= Exercise aim =
In the listing that follows, count each line containing the string "Jackson" and report only the count.

= Data for this exercise =
PR #8, opened 2021-09-28
PP-8443 Add Jackson validation to webhook resource

mrlumbu:
Rename generic DTO to describe it as the serialiser for creating webhook
requests.

Build webhook entities from the create webhook request.

Add Jackson/ Javax annotations to the serialiser and resource to ensure
the required values are set, and are within correct constraints.

Unit test the resource layer for validations.

### DIFF
--- a/src/test/java/uk/gov/pay/webhooks/webhook/WebhookResourceTest.java
+++ b/src/test/java/uk/gov/pay/webhooks/webhook/WebhookResourceTest.java
@@ -1,0 +1,75 @@
+package uk.gov.pay.webhooks.webhook;
+
+import io.dropwizard.testing.junit5.DropwizardExtensionsSupport;
+import io.dropwizard.testing.junit5.ResourceExtension;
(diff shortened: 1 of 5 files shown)


src/test/java/uk/gov/pay/webhooks/webhook/WebhookResourceTest.java
```diff
@@ -0,0 +1,75 @@
...
+                    "callback_url": "https://some-callback-url.com",
+                    "live": true
+                }
+                """;
+        var response = resources
+                .target("/v1/webhook")
+                .request()
+                .post(Entity.json(json));
+
+        assertThat(response.getStatus(), is(422));
```
sfount, line 73: In the future we probably want to assert on the on the actual reason the validation is being rejected to make sure tests don't slip and pass for the wrong reason. This will likely go through a fair bit of iteration so I think this is fine for now

sfount (approved):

= Answer space =
2